* [Task to complete]: When the word "with" shows up in a line of the records below, copy that line.

(Collected data)
PR #1402, opened 2024-07-18
fix: add existing rewards to a guild

BrickheadJohnny:
Users sometimes do not notice the rewards which they already use in their guild in the quick add section, so we display these rewards in components like `DiscordGuildSetup` too. We forgot to handle & test this case in a recent refactor, so this feature caused some errors. This PR aims to fix the issue by checking if a `guildPlatform` with a specific `platformGuildId` already exists in the guild, and optionally adding a `guildPlatformId` field to the `rolePlatform` in that case, so our API knows that we shouldn't try to create a new `guildPlatform` in our DB, but we should re-use an existing one. I added a longer comment about it too. We also display a settings modal when the user wants to add an existing reward to a role. I haven't added this modal to the `AddSolutionsModal`, because in my opinion users will probably click on that button if they want to add a brand new reward to their guild, but let me know if we should add it there too.

As a side quest, I completely removed some unused files & added the new solutions modal to the group page too.


dovalid (approved):

dovalid (approved):
I agree with you about adding the settings modal to the AddSolutionModal, I'm sure we're good this way for now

* [Response to the exercise]:
Users sometimes do not notice the rewards which they already use in their guild in the quick add section, so we display these rewards in components like `DiscordGuildSetup` too. We forgot to handle & test this case in a recent refactor, so this feature caused some errors. This PR aims to fix the issue by checking if a `guildPlatform` with a specific `platformGuildId` already exists in the guild, and optionally adding a `guildPlatformId` field to the `rolePlatform` in that case, so our API knows that we shouldn't try to create a new `guildPlatform` in our DB, but we should re-use an existing one. I added a longer comment about it too. We also display a settings modal when the user wants to add an existing reward to a role. I haven't added this modal to the `AddSolutionsModal`, because in my opinion users will probably click on that button if they want to add a brand new reward to their guild, but let me know if we should add it there too.
I agree with you about adding the settings modal to the AddSolutionModal, I'm sure we're good this way for now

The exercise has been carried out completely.